▶ Collected data:
========================

PR #1236, opened 2025-01-21
Update gamma.hpp

kenarab:
Missing name for Lanczos parameter in gamma_imp_final at line 114

It caused an error when compiling at line 124

     std::cout << "tgamma_imp called with " << typeid(z).name() << " " << typeid(l).name() << std::endl;
 
 
Checked on old code and the parameter has l name

### DIFF
--- a/include/boost/math/special_functions/gamma.hpp
+++ b/include/boost/math/special_functions/gamma.hpp
@@ -111,7 +111,7 @@ BOOST_MATH_GPU_ENABLED T sinpx(T z)
 // tgamma(z), with Lanczos support:
 //
 template <class T, class Policy, class Lanczos>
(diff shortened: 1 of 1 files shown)


mborland (changes requested):
Can you add a `(void)l` somewhere? This will cause unused parameter warnings except when printing is enabled.

kenarab:
Added   the requested code inside the conditional compilation before debugging code

(void)l;

mborland:
> Added the requested code inside the conditional compilation before debugging code
> 
> (void)l;

I added a commit moving it outside of the #if block since thats where it'll cause issues. Sorry if I was not sufficiently clear.

mborland (approved):

kenarab:
I'm sorry I'm not familiar with that practice so placed it where as little disruption could cause.

kenarab:
Next time I see this kind of issue I will do it better

Issue #1240, opened 2025-01-29
Extend hypergeometric distribution PMF for non-integral arguments


mborland:
Discussion in Scipy review can be found starting here: https://github.com/scipy/scipy/pull/22312#discussion_r1912619742

CC: @mdhaber, @fpelliccioni, @steppi

PR #1244, opened 2025-02-04
feat: Extend hypergeometric distribution PMF for non-integral arguments

fpelliccioni:
# Summary

This PR extends the hypergeometric distribution's PMF to support non-integer values of `x` using cubic Hermite interpolation. If `x` is not an integer, the implementation selects at least three valid integer points for interpolation. If fewer than three points are available, it raises a domain error.

# Known Issue

This change introduces a dependency on `cubic_hermite`, which throws exceptions instead of using Boost.Math’s `policies::raise_domain_error`. As a result, some compile-time tests fail due to exceptions being disabled in those tests.

# Next Steps

- A separate PR will update `cubic_hermite` (and potentially other interpolators) to conform to Boost.Math’s policy-based error handling.
- This PR is left in draft so reviewers can provide feedback on the approach.

# Question: Best way to test this?

Hypergeometric test data in `test/hypergeometric_test_data.ipp` appears to be auto-generated from Mathematica, with some values removed due to absolute vs relative error concerns.
Since we now support non-integer values, what is the best approach to generate a new test dataset? Does anyone know of a reliable source for non-integer hypergeometric PMF values?

Fixes https://github.com/boostorg/math/issues/1240

### DIFF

========================

▶ YOUR INSTRUCTIONS: Across the entries above, how many lines include the word "compilation"? Give only the number.

▶ TASK SOLUTION: 2